- YOUR GOAL: Each line with the string "contents" is to be copied from the records below.
○ ○ ○ ○
PR #155, opened 2026-08-28
CMake SITL Build

kentnhong:
Added a SITL target for CMake builds.

image

Can run "./make.sh -t sitl" now.


pasinponsww (approved):
Looks good to me/

PR #1, opened 2021-12-08
Initial charm

marceloneppel:
This PR introduces the following implementations:

* Initial charm structure based on the [operator template](https://github.com/canonical/operator-template).
* PostgreSQL deployment on bionic and focal series (without HA at this moment) with superuser password sharing among the units.
* Unit and integration tests.


src/charm.py
```diff
@@ -0,0 +1,165 @@
...
+            self.unit.status = WaitingStatus("waiting superuser password generation")
+            event.defer()
+
+    def _on_get_postgres_password(self, event: ActionEvent) -> None:
+        """Returns the password for the postgres user as an action response."""
+        event.set_results({"postgres-password": self._get_postgres_password()})
+
+    def _get_distro_codename(self) -> str:
+        """Return the distro release code name, eg. 'bionic' or 'focal'."""
+        return subprocess.check_output(["lsb_release", "-cs"]).decode().strip()
```
jnsgruk, line 104: might be worth using `distro`

```python
import distro
distro.codename() # => 'focal'
```

src/cluster.py
```diff
@@ -0,0 +1,226 @@
...
+        """Stop the PostgreSQL packages from creating the default cluster."""
+        os.makedirs(os.path.dirname(CREATE_CLUSTER_CONF_PATH), mode=0o755, exist_ok=True)
+        with open(CREATE_CLUSTER_CONF_PATH, mode="w") as file:
+            file.write("create_main_cluster = false\n")
+            file.write(f"include '{self.conf_path}/conf.d/postgresql-operator.conf'")
+
+    def _create_cluster(self, password: str) -> None:
+        """Create a new PostgreSQL cluster."""
+        # Write the password in a temporary file for pg_createcluster.
+        with open("/tmp/pwfile", mode="w") as file:
```
jnsgruk, line 81: Might be worth using the `tempfile` module here

src/cluster.py
```diff
@@ -0,0 +1,226 @@
...
+        try:
+            command = [
+                "pg_createcluster",
+                self.version,
+                "main",
+                "--datadir=/var/lib/postgresql/data/pgdata",
+                "--",
+                "--pwfile=/tmp/pwfile",
+            ]
+            logger.info(f"pg_createcluster call: {' '.join(command)}")
```
jnsgruk, line 92: this should be `logger.debug`

src/cluster.py
```diff
@@ -0,0 +1,226 @@
...
+        try:
+            clusters = (
+                subprocess.check_output(["pg_lsclusters", "--no-header"]).decode().splitlines()
+            )
+
+            def is_online(cluster: str):
+                """Return whether or not a cluster is online."""
+                if cluster.split()[3] == "online":
+                    return True
+                return False
```
jnsgruk, line 111: Just a stylistic point, and by no means mandatory, but this could probably be quite cleanly represented as a lambda when you call filter?

src/cluster.py
```diff
@@ -0,0 +1,226 @@
...
+
+            online_clusters = list(filter(is_online, clusters))
+            return len(online_clusters) == 1
+        except subprocess.CalledProcessError:
+            raise
+
+    def _render_file(self, path: str, content: str, mode: int) -> None:
+        """Write a content rendered from a template to a file."""
```
jnsgruk, line 119: Probably worth documenting the args in this docstring

src/cluster.py
```diff
@@ -0,0 +1,226 @@
...
+    def _start_cluster(self) -> None:
+        """Start a PostgreSQL cluster."""
+        try:
+            command = [
+                "pg_ctlcluster",
+                self.version,
+                "main",
+                "start",
+            ]
+            logger.info(f"pg_ctlcluster call: {' '.join(command)}")
```
jnsgruk, line 223: `logger.debug` for this :)

tests/integration/test_focal.py
```diff
@@ -0,0 +1,57 @@
+#!/usr/bin/env python3
```
jnsgruk, line 1: I think this file could be dropped and you could use pytest's parameterize feature in the other integration test to just deploy for both series'

tests/integration/test_bionic.py
```diff
@@ -0,0 +1,57 @@
...
+    # Testing the connection to each PostgreSQL instance.
+    status = await ops_test.model.get_status()  # noqa: F821
+    for _, unit in status["applications"][APP_NAME]["units"].items():
+        host = unit["public-address"]
+        logger.info("connecting to the database host: %s", host)
+        connection = psycopg2.connect(
+            f"dbname='postgres' user='postgres' host='{host}' password='{password}' connect_timeout=1"
+        )
+        assert connection.status == psycopg2.extensions.STATUS_READY
+        connection.close()
```
jnsgruk, line 57: Could we add another test here that gets cluster status/number of members/etc?

jnsgruk: On reflection, I wonder if its possible to use pylibjuju to pull files from the unit and check their contents are what we expect (for example config files?)

jnsgruk (changes requested):
Overall this is a great start! Just a few comments on tests and a couple of nits.

src/cluster.py
```diff
@@ -0,0 +1,226 @@
...
+            logger.info(f"pg_createcluster call: {' '.join(command)}")
+            subprocess.check_call(command)
+        except subprocess.CalledProcessError as e:
+            raise ClusterCreateError(e.stdout)
+        finally:
+            # Remove the temporary file.
+            os.remove("/tmp/pwfile")
+
+    def _is_cluster_running(self) -> bool:
+        """Check whether the cluster is running or not."""
```
wolsen, line 101: Just an FYI - not sure if you are aware of [py-postgresql](https://pypi.org/project/py-postgresql/). While it also has database drivers to query and talk with the database, it has some built-ins regarding [cluster management](https://pythonhosted.org/py-postgresql/cluster.html) which may be more convenient; however I think it does raw process management rather than leveraging systemd (though I'm sure that could be subclassed and extended that way, and even possibly contributed back upstream).

The advantage of using this library is that there's already users who are using it and helping to work out some various bugs on connections, cluster status, etc, etc.

src/cluster.py
```diff
@@ -0,0 +1,226 @@
...
+        # Set the correct ownership for the file.
+        os.chown(path, uid=u.pw_uid, gid=u.pw_gid)
+
+    def _render_pg_hba_conf_file(self) -> None:
+        """Render the application auth configuration file."""
+        # Open the template pg_hba.conf file.
+        with open("templates/pg_hba.conf.j2", "r") as file:
+            template = Template(file.read())
+        # Define the client authentication rules.
+        connections = [
```
wolsen, line 136: Is it intended that these will change at some point? Since they're all constants currently, doesn't seem like much of a need to provide them as variables to the template itself rather than just adding the contents to the file directly.

templates/pg_hba.conf.j2
```diff
@@ -0,0 +1,11 @@
+#########################################################################################
+# [ WARNING ]
+# postgresql client authentication configuration file maintained by the postgres-operator
+# local changes may be overwritten.
+#########################################################################################
+{%- for connection in connections %}
+{%- if connection.comment is defined %}
+# {{connection.comment}}
```
wolsen, line 8: nit: If a developer includes a newline in the comment this will break. I suppose its dev-mode and should be caught, but it might cause unintended confusion later.

tox.ini
```diff
@@ -0,0 +1,75 @@
...
+    black
+    isort
+commands =
+    isort {[vars]all_path}
+    black {[vars]all_path}
+
+[testenv:lint]
+description = Check code against coding style standards
+deps =
+    black
```
wolsen, line 37: nit: could just throw these in the test-requirements.txt rather than inline some and not others. Its kind of nice if there's generally one or two places to go and its consistent. Gets to be an awkward contributor experience if you have really dive into the different ways dependencies are managed and defined.

wolsen (commented):
Overall, looks like a really solid start on this. A few comments inline with some initial thoughts.

src/charm.py
```diff
@@ -0,0 +1,165 @@
...
+
+        self._postgresql_service = "postgresql"
+
+        self.framework.observe(self.on.install, self._on_install)
+        self.framework.observe(self.on.leader_elected, self._on_leader_elected)
+        self.framework.observe(self.on.start, self._on_start)
+        self.framework.observe(
+            self.on.get_postgres_password_action, self._on_get_postgres_password
+        )
+        self._cluster = PostgresqlCluster(self._get_postgresql_version())
```
wolsen, line 49: You essentially have a factory pattern here, but I think your factory is in the wrong place. Rather than include the `_get_postgresql_version` in the charm itself, it might make more sense to have a getPostgresqlCluster() method which introspects aspects of the system and returns the correct PostgresqlCluster object.

The only real reason you have the get_postgresql_version is for version strings in file paths, which could probably be contained within the PostgresqlCluster class itself; removing the need for a factory altogether.

src/charm.py
```diff
@@ -0,0 +1,165 @@
...
+        """Get postgres user password.
+
+        Returns:
+            The password from the peer relation or None if the
+            password has not yet been set by the leader.
+        """
+        data = self._peers.data[self.app]
+        return data.get("postgres-password", None)
+
+    def _get_postgresql_version(self) -> str:
```
wolsen, line 116: See my above comment about factory...

However, here you're hardcoding which versions map to which release; which works but its a bit static. You'll have to come in and update the mapping for each release.

An alternative might be to determine which postgresql version will be installed by referencing the apt-cache and pulling the version string from there. Then it becomes sufficiently insulated from the distro packaging tasks.

wolsen (changes requested):

actions.yaml
```diff
@@ -0,0 +1,5 @@
+# Copyright 2021 Canonical Ltd.
+# See LICENSE file for licensing details.
+
+get-postgres-password:
+  description: Get the initial postgres user password for the database.
```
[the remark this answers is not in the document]
jnsgruk: I've gone with 'get-initial-password' on other charms as a nod that it's generated, and should probably be changed. Until secrets arrives in Juju, I've not been providing a way to retrieve passwords set by the user.

tox.ini
jnsgruk: Just a comment here: in general I've been encouraging charm teams to have all runtime dependencies in requirements.txt, and all dev/test dependencies in the respective environment in tox.ini - but either way if test-requirements.txt is knocking around we could kill it in favour of this.

src/charm.py
marceloneppel: Good to know. I changed it to use the `distro` package.

src/cluster.py
marceloneppel: Fixed.

src/cluster.py
marceloneppel: Fixed.

src/cluster.py
marceloneppel: Yes, you are right. I removed this function and used a lambda expression.

src/cluster.py
marceloneppel: It makes sense. I've documented the args of this method.

tests/integration/test_focal.py
marceloneppel: Great suggestion Jon. I changed the code to use `pytest's parametrize` and also moved the charm `build` call to a `fixture` in order to run it just once (as we don't need different builds at this time for the two different series).

tests/integration/test_bionic.py
marceloneppel: I added a test to check the cluster status and a TODO to get the number of members in the replication when the replication is implemented.

marceloneppel: I also added a test to pull the configuration files contents and check that they are as expected.

actions.yaml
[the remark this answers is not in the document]
marceloneppel: I makes sense, Billy. I'll change that.

src/charm.py
marceloneppel: I agree, Billy! Thanks for catching that. I also use the version in the `apt.add_package` call (which didn't worked with the package `postgresql`, without the version - I'll check the call to make sure it's correct), which can also be retrieved with your suggestion about `apt-cache` in the comment below. I'll change that to get the version in PostgresqlCluster object, which makes more sense.

src/charm.py
marceloneppel: Thanks for the suggestion. I'll check `apt-cache` for the version info.

src/cluster.py
marceloneppel: Probably not. Accesses by relation will be made using the last rule. Therefore, the current file content is enough. I'll change to a file with all the content to copy to the file in the unit instead of the template.

templates/pg_hba.conf.j2
marceloneppel: I agree.
This template will be removed as said in the comment above  (there will be no future changes to the configuration file).

src/charm.py
marceloneppel: The version is now retrieved from installed packages or apt-cache using the apt library.

src/charm.py
marceloneppel: I removed the factory. I also updated the apt library in order to install the postgresql package instead of the ones with the version in the name.

tox.ini
marceloneppel: I  kept the dev dependencies in tox.ini as we talked in the meetings today.

src/cluster.py
marceloneppel: I removed the template and created a file with all the contents to be copied to the server instance.

src/cluster.py
marceloneppel: Great Billy. I agree with what you wrote and it's really good to know about this package. I tested it but found some problems for our use case. For the first one, related to how Postgres version is displayed on Ubuntu, I submitted a [PR](https://github.com/python-postgres/fe/pull/116), which needs the approval of the repo maintainers. The second problem is related to run the library code as postgres user instead of root, which can be achieved by using su like you said in our meeting. As we talked, we can address this change in a future PR.

.github/workflows/ci.yaml
```diff
@@ -0,0 +1,36 @@
+name: Tests
```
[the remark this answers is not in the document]
marceloneppel: Great. I added it to the github actions configuration file. I'm not sure, but I believe we may need to allow access from codecov to this repo.

actions.yaml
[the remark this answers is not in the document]
marceloneppel: I changed the action to get-initial-passwor. I'll also change in the k8s charm.

src/charm.py
marceloneppel: I removed this now as it's not needed anymore after the [update](https://github.com/canonical/operator-libs-linux/pull/35#issuecomment-993278821) in the apt library  and because the PostgresqlCluster class is now using the version retrieved through the apt library.

tests/integration/test_focal.py
marceloneppel: I also moved the expected content of the configuration files from the code to files in the repo in order to not duplicate them, as they are used in multiple source and test files.

tox.ini
wolsen: I think this is reasonable and really up to the development team to make this decision. As a note, the openstack charms (of which I have most familiarity) do it by dropping requirements into various {test-,build-,}requirements.txt files and we occasionally sync centralized copies of these files across all charms to have standard dependencies across all openstack charm projects.

jnsgruk (approved):
LGTM Marcelo, thanks!

src/cluster.py
wolsen: That's unfortunate, but yeah - its not something required here anyways. I was beginning to wonder about k8s usage as well.

wolsen (approved):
○ ○ ○ ○
- EXERCISE ANSWER:
jnsgruk: On reflection, I wonder if its possible to use pylibjuju to pull files from the unit and check their contents are what we expect (for example config files?)
wolsen, line 136: Is it intended that these will change at some point? Since they're all constants currently, doesn't seem like much of a need to provide them as variables to the template itself rather than just adding the contents to the file directly.
marceloneppel: I also added a test to pull the configuration files contents and check that they are as expected.
marceloneppel: I removed the template and created a file with all the contents to be copied to the server instance.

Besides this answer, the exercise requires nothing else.